Task:
Produce an exact copy of the first line of the data below and each line after it, please, up to and including the one with "any taken picture.".
:: Input for this task ::
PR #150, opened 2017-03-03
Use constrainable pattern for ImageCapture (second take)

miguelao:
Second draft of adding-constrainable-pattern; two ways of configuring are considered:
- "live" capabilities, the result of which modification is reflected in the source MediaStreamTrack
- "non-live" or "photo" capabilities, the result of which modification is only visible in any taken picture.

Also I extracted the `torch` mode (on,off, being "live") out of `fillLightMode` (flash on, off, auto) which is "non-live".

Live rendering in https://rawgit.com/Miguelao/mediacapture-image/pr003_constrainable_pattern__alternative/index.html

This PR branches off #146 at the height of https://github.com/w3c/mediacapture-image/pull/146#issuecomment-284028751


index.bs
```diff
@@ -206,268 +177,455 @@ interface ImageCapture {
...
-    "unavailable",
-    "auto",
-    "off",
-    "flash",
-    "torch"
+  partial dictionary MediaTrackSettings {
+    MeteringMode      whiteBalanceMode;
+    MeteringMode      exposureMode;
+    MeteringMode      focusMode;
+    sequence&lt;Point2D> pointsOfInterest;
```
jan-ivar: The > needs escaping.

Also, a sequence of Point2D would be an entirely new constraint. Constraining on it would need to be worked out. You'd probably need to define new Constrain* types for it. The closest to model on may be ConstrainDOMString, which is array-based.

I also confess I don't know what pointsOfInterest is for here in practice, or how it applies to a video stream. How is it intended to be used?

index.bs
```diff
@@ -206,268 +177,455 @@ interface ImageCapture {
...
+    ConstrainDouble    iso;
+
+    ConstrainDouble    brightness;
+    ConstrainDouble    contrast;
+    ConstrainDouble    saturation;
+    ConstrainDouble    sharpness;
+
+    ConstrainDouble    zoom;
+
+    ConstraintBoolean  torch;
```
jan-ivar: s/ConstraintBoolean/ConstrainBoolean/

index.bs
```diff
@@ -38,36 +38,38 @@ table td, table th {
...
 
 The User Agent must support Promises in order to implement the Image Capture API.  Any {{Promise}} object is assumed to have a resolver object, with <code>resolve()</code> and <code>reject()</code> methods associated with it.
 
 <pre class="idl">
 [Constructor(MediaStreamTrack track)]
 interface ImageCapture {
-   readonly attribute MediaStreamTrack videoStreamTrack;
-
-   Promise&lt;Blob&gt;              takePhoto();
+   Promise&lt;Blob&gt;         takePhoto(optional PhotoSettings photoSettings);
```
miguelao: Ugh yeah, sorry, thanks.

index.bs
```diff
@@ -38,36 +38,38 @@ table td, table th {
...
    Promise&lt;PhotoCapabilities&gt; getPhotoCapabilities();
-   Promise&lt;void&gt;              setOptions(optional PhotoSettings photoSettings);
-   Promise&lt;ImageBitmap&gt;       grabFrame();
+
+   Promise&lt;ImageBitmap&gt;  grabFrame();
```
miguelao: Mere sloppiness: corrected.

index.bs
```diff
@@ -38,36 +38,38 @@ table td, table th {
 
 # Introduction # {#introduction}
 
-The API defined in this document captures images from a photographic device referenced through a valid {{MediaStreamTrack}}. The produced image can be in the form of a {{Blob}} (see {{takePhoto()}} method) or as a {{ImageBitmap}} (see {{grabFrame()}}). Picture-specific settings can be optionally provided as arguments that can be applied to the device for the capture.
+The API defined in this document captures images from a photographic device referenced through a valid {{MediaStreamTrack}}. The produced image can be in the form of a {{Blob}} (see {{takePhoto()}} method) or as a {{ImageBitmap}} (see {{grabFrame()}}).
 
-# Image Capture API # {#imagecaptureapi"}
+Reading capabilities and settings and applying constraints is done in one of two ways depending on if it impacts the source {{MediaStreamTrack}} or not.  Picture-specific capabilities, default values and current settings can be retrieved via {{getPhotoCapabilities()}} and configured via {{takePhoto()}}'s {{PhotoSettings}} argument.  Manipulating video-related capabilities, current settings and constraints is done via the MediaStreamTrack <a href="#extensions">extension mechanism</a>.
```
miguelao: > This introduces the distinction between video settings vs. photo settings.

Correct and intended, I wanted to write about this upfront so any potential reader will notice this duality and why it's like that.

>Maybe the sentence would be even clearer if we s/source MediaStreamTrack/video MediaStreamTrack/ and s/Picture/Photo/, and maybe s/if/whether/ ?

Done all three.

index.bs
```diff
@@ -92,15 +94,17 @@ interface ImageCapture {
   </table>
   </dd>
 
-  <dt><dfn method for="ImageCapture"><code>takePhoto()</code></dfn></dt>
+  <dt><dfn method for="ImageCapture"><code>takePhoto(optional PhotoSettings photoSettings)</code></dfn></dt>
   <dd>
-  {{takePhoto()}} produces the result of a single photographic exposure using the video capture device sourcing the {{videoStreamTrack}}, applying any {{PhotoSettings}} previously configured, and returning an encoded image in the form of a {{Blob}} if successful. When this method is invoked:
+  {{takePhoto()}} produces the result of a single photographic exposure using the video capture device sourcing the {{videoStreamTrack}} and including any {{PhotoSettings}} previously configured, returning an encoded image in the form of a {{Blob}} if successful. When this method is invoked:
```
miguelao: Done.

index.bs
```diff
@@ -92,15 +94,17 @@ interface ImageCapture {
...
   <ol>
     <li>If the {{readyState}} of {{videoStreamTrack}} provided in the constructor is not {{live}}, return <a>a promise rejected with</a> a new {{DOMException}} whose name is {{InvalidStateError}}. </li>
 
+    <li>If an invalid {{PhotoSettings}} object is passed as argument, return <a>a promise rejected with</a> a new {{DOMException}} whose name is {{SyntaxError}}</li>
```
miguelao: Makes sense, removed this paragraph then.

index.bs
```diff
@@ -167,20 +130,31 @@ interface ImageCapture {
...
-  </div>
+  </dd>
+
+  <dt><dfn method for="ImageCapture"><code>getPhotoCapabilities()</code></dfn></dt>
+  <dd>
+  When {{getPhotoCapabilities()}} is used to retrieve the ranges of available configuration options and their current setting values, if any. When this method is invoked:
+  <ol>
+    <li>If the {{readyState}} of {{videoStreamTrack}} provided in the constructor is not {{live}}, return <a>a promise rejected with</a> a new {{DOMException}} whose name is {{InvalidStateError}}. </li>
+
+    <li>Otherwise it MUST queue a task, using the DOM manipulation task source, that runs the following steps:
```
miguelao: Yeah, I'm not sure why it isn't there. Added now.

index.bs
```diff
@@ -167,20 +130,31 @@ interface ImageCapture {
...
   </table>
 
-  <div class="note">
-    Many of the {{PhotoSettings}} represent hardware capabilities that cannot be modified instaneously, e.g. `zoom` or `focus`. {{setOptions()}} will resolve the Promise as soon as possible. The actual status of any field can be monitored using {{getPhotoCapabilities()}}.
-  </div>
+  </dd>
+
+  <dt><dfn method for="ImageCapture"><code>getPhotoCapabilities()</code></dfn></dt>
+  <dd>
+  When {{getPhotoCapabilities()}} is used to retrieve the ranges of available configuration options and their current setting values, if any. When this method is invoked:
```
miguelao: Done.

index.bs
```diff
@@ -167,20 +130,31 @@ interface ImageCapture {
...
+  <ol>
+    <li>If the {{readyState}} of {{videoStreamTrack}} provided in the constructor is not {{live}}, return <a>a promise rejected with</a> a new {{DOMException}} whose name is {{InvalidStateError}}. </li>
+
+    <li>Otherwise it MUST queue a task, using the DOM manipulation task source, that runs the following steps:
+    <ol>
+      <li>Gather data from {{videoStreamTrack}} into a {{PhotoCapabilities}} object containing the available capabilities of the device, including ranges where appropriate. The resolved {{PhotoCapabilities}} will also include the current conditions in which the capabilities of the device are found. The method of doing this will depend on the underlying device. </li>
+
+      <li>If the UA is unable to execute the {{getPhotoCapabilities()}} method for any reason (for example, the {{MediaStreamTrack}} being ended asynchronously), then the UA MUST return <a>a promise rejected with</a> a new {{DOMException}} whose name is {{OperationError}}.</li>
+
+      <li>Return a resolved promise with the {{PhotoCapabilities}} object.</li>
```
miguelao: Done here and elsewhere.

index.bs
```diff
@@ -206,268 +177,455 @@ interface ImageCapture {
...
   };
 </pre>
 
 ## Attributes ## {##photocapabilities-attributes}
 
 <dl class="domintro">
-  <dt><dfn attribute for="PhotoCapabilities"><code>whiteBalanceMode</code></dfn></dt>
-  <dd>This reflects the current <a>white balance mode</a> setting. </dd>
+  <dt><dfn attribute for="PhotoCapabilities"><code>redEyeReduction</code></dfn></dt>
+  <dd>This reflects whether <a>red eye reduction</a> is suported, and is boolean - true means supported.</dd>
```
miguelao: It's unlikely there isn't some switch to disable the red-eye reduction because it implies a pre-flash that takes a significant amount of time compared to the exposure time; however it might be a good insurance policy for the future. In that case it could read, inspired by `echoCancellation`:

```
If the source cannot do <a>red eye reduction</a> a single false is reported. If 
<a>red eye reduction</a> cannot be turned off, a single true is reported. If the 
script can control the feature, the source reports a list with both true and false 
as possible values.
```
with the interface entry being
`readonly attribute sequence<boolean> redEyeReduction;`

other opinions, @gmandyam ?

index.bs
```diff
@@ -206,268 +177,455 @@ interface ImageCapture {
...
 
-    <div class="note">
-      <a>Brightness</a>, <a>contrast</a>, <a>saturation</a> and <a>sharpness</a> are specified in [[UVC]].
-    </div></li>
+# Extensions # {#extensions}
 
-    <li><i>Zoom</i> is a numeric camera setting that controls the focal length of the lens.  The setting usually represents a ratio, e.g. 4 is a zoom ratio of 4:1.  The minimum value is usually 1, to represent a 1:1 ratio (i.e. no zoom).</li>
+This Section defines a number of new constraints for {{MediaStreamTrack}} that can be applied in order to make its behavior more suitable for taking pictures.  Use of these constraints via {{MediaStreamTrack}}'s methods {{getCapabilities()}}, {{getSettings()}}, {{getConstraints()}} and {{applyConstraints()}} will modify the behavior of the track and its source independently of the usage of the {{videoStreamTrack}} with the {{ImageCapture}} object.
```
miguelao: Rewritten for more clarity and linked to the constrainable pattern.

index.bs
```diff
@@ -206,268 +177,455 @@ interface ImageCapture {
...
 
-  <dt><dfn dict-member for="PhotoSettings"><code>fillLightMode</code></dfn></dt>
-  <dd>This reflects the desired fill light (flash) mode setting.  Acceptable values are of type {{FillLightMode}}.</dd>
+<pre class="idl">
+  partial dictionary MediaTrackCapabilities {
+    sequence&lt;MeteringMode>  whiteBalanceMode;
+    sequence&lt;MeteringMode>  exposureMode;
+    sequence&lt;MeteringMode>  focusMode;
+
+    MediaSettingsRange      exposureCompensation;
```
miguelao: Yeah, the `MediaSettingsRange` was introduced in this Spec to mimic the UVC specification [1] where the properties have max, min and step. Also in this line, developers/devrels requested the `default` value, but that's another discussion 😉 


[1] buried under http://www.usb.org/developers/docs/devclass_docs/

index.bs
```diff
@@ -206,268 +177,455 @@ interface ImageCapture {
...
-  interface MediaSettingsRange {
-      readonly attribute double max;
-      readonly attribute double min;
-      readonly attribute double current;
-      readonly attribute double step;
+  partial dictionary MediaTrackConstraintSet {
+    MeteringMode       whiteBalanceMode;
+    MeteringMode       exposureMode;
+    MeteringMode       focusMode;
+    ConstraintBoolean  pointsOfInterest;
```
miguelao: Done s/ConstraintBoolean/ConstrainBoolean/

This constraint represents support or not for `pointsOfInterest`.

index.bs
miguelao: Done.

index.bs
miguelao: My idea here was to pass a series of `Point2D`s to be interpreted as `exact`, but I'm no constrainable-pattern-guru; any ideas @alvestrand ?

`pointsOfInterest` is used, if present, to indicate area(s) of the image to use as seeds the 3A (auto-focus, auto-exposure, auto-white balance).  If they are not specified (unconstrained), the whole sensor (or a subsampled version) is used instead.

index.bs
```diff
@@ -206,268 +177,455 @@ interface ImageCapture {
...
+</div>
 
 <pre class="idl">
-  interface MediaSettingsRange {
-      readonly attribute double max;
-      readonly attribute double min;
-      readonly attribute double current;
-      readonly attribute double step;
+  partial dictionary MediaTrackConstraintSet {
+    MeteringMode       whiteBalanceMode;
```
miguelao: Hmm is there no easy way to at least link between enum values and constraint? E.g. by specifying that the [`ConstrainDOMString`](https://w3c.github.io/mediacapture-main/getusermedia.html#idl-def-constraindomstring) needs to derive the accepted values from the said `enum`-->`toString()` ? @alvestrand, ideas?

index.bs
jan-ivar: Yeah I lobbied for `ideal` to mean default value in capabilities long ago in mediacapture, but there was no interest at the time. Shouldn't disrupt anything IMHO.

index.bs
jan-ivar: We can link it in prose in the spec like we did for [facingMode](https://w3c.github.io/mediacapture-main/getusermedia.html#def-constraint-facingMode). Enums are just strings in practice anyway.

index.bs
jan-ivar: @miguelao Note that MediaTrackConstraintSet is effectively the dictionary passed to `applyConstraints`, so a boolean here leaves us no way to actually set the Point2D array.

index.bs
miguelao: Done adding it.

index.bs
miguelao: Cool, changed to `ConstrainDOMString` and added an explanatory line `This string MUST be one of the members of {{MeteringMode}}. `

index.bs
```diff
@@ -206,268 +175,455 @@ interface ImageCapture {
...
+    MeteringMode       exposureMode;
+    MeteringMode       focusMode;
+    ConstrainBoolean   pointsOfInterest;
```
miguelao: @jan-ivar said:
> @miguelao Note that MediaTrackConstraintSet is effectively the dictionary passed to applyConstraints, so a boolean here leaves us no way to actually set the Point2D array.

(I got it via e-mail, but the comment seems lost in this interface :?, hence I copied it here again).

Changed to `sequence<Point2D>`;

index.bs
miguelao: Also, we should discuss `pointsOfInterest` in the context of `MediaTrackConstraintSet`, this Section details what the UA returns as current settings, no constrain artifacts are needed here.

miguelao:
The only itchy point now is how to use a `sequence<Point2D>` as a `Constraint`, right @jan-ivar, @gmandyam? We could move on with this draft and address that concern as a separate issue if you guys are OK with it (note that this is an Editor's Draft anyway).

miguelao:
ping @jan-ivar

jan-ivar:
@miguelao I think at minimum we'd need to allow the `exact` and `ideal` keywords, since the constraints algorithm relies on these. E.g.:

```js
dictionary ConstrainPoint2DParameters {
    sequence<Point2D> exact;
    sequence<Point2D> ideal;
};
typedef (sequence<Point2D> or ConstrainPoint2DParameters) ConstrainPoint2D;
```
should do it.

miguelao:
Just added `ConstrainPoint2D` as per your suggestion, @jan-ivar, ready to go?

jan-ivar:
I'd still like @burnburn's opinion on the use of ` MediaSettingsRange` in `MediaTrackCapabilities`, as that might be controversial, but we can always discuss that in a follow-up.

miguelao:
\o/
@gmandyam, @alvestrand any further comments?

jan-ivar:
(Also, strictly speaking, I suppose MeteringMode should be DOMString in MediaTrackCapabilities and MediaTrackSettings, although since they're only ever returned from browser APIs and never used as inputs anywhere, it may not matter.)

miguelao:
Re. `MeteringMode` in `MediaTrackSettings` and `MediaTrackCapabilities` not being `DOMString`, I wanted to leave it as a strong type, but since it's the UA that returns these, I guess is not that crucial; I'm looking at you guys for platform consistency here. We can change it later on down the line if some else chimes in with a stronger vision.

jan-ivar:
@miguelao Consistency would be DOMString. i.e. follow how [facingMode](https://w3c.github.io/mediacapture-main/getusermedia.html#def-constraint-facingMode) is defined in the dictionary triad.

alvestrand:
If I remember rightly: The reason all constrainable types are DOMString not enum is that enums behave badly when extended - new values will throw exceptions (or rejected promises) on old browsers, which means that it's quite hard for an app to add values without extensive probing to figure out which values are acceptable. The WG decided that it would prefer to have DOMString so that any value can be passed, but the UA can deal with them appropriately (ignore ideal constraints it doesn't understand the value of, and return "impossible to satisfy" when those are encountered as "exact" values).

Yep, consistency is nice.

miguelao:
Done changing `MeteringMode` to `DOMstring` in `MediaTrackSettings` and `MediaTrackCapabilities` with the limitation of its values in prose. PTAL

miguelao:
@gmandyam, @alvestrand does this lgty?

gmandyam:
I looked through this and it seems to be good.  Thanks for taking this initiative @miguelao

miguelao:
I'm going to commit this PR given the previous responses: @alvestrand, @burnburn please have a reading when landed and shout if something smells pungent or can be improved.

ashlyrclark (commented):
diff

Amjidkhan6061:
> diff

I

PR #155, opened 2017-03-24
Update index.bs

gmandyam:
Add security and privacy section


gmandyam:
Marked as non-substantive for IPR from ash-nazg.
:::
Task result:
PR #150, opened 2017-03-03
Use constrainable pattern for ImageCapture (second take)

miguelao:
Second draft of adding-constrainable-pattern; two ways of configuring are considered:
- "live" capabilities, the result of which modification is reflected in the source MediaStreamTrack
- "non-live" or "photo" capabilities, the result of which modification is only visible in any taken picture.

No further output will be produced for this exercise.